3/13/21
By Josh Rubin
How are we to understand the reluctance of the current administration to take decisive action to end the anti-immigrant hysteria of the last decades? Why does policy continue to rely on the mythology of invasion when a simpler, pacific view of the movements of rational people is plainly within our intellectual reach?
Inequities and imbalances, the entropic symptoms of predatory capitalism, are not long tolerated by those who fall victim to it. In the case of migrants, often without any hint of rancor, populations move with the natural penetration of political membranes, inevitably porous, no matter how well fortified with cynical rhetoric.

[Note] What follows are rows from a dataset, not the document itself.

PR #10441, opened 2024-01-18
feat(core): ldml to use action struct 🌱

srl295:
For: #10410

@keymanapp-test-bot skip


core/src/ldml/ldml_processor.cpp
```diff
@@ -519,14 +524,40 @@ ldml_event_state::ldml_event_state(
...
 void ldml_event_state::commit() {
-  state->actions().commit();
+  // TODO-LDML: is this necessary? what's the lifecycle of actions.output?
+  actions.output = new km_core_usv[text.length()+1];
+  memcpy(actions.output, text.c_str(), text.length()+1);
+  // current implementation copies actions.output and doesn't retain it
+  state->set_actions(actions);
+  // clean up
+  delete [] actions.output;
+  actions.output = nullptr;
```
mcdurdin, line 543: I'd move that into `clear()`

core/src/ldml/ldml_processor.cpp
```diff
@@ -519,14 +524,40 @@ ldml_event_state::ldml_event_state(
...
+
+  // initialize actions
+  clear();
 }
 
 void ldml_event_state::commit() {
-  state->actions().commit();
+  // TODO-LDML: is this necessary? what's the lifecycle of actions.output?
+  actions.output = new km_core_usv[text.length()+1];
+  memcpy(actions.output, text.c_str(), text.length()+1);
```
mcdurdin, line 538: memcpy isn't right here -- text.length() is in chars but we are looking at USVs. Something like:

```suggestion
  memcpy(actions.output, text.c_str(), (text.length()+1) * sizeof(text[0]));
```

srl295: Ooh thanks.  I still wonder what the lifecycle is. If it's guaranteed to not be used past the return, i could just pass in `text.c_str()`.

core/src/ldml/ldml_processor.cpp
srl295: Hmm, then I'm puzzled about the lifecycle

core/src/ldml/ldml_processor.cpp
mcdurdin: Yeah, we would always copy it internally so that ownership of the struct is clear. At present `set_actions` just pulls the data out of the struct and sticks it in the queue.

The owner should be able to pass a valid action struct to `km_core_actions_dispose()`. And `set_actions` does not transfer ownership.

core/src/ldml/ldml_processor.cpp
mcdurdin: Technically it's fine here, but it just seemed like `clear()` was a sensible place to flush out the struct entirely (same goes for the persist_options and where they are destroyed). But you own your actions_struct. So you can do what you want with it. set_actions will make a copy of what it needs -- ownership is not transferred.

core/src/ldml/ldml_processor.cpp
srl295: can that string be `const km_core_usv* output;` then?

core/src/ldml/ldml_processor.cpp
srl295: clear clears text() which is what i'm managing to hold the text string

core/src/ldml/ldml_processor.cpp
```diff
@@ -519,14 +524,40 @@ ldml_event_state::ldml_event_state(
...
+  // current implementation copies actions.output and doesn't retain it
+  state->set_actions(actions);
```
srl295, line 540: `km::core::state::set_actions()` currently does NOT call `_actions.commit()` internally, but it kind of seems like it ought to. otherwise the action queue becomes unterminated.

srl295: no, that's not right either, per the action_set_api.cpp test. It calls `set_actions()` and THEN pushes an `KM_CORE_IT_END` item (effectively `commit()`).. 

```c
void test_two_backspaces() {
  puts("test_two_backspaces");
  const km_core_action_item action_items[] = {
    bksp_action_item(KM_CORE_BT_CHAR, 0),
    bksp_action_item(KM_CORE_BT_CHAR, 0),
    end_action_item()
  };

  const km_core_actions actions = {
    2, // unsigned int code_points_to_delete;
    test_empty_output, // km_core_usv* output;
    test_env_opts, // km_core_option_item* persist_options;
    KM_CORE_FALSE, // km_core_bool do_alert;
    KM_CORE_FALSE, // km_core_bool emit_keystroke;
    KM_CORE_CAPS_UNCHANGED // new_caps_lock_state;
  };

  run_test(action_items, actions);
}
```

core/src/ldml/ldml_processor.cpp
```diff
@@ -259,7 +260,8 @@ void ldml_event_state::emit_backspace() {
     dumped in somewhere unknown, so we will have to depend on the app to
     be sensible about backspacing because we know nothing.
   */
-  state->actions().push_backspace(KM_CORE_BT_UNKNOWN);
+  // TODO-LDML: What here?
+  // state->actions().push_backspace(KM_CORE_BT_UNKNOWN);
```
mcdurdin, line 264: This should be `emit_keystroke = 1` I think

core/src/ldml/ldml_processor.cpp
```diff
@@ -242,13 +242,14 @@ void ldml_event_state::emit_backspace() {
...
-      state->actions().push_backspace(KM_CORE_BT_CHAR, (*end).character);
+      actions.code_points_to_delete++;
       state->context().pop_back();
       return;
     } else if ((*end).type == KM_CORE_BT_MARKER) {
-      state->actions().push_backspace(KM_CORE_BT_MARKER, (*end).marker);
+      // nothing in actions
       state->context().pop_back();
       // TODO-LDML: fall through here?
+      // no action?
```
mcdurdin, line 252: Correct, no action

core/src/ldml/ldml_processor.cpp
```diff
@@ -467,23 +468,26 @@ void
...
-  state->actions().push_marker(marker_no);
+  // No markers in the action struct!
   state->context().push_marker(marker_no);
 }
 
 void ldml_event_state::emit_invalidate_passthrough_keystroke() {
   if ((vk < 0x100) && km::core::kmx::vkey_to_contextreset[vk]) {
-    state->actions().push_invalidate_context();
+    // TODO-LDML: how to invalidate context?
+    context_clear();
```
mcdurdin, line 484: Engine decides whether a passed-through keystroke is a context invalidation event. So we don't have to make that decision in each keyboard processor, esp. as the set of invalidating keys may vary from platform to platform.

core/src/ldml/ldml_processor.cpp
mcdurdin: My understanding is that the terminator is only applied on a retrieved list of actions, context items, etc. Internally, the terminator is not used when it is a std::list.

core/src/ldml/ldml_processor.cpp
mcdurdin: hmm, I _think_ so?

core/src/ldml/ldml_processor.cpp
srl295: @mcdurdin but.. core throws an assertion failure if the list isn't terminated.

core/src/ldml/ldml_processor.cpp
srl295: OK. Then I'm back to not being able to test that.

core/src/ldml/ldml_processor.cpp
srl295: 1-ish

core/src/ldml/ldml_processor.cpp
srl295: i'm calling actions().commit() at the end of the processing for now. PTAL if it needs to change

mcdurdin: Yep, for now that seems sensible. One day the need for it may disappear when the action queue goes away entirely.

PR #10493, opened 2024-01-24
fix(developer): sentry-cli no longer injects into .d.ts 🌱

### LINKED ISSUE #10490: bug(common): sentry is injecting boilerplate into .d.ts files?
```
!function(){try{var e="undefined"!=typeof window?window:"undefined"!=typeof global?global:"undefined"!=typeof self?self:{},n=(new Error).stack;n&&(e._sentryDebugIds=e._sentryDebugIds||{},e._sentryDebugIds[n]="efd73433-f1ea-5b91-9e57-c90d1baad20c")}catch(e){}}();
```

See e.g: common/web/types/build/src/util/compiler-interfaces.d.ts

This seems to be happening during kmc's `build.sh bundle` step.

mcdurdin:
Fixes #10490.

Note that the default is to inject into .js, .mjs, .cjs, so we don't need to override that.

@keymanapp-test-bot skip

### DIFF
--- a/developer/src/kmc/build.sh
+++ b/developer/src/kmc/build.sh
@@ -119,7 +119,6 @@ if builder_start_action bundle; then
     --org keyman \
     --project keyman-developer \
     --release "$VERSION_GIT_TAG"  \
-    --ext js --ext mjs --ext ts --ext map \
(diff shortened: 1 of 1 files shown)


rc-swag (approved):
lgtm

We can do this the easy way, or, as they say, the hard way. I would never, no matter how much I enjoy the mantra, argue that the the arc of history has some special property that bends it toward justice. I would only say that the sharper the contrast between haves and have-nots, the more likely that the boundaries will not hold. And that the price of defending those boundaries more quickly will rise to a level that makes it downright foolish to keep paying it, rather than to yield to the modest demands and appeals of those most punished.
But still, we choose the hard way. We label them infectious. We impugn their motives. We question their values. We load them on planes, and march them by the hundreds of thousands back into danger and desolation. The best we come up with to distinguish this from what we did under the old regime is express sympathy and promise a system with better optics.
We decide to hold only one thing sacred, and that is the barrier we have built. All else may fail, to the detriment of our moral souls, but the border, whether a wall or a river or a client state or two that bolsters the barrier with brutality, is treated as sacramental.
It must and will fall. Tears will flood its foundations. History may not have an agenda, but physics does.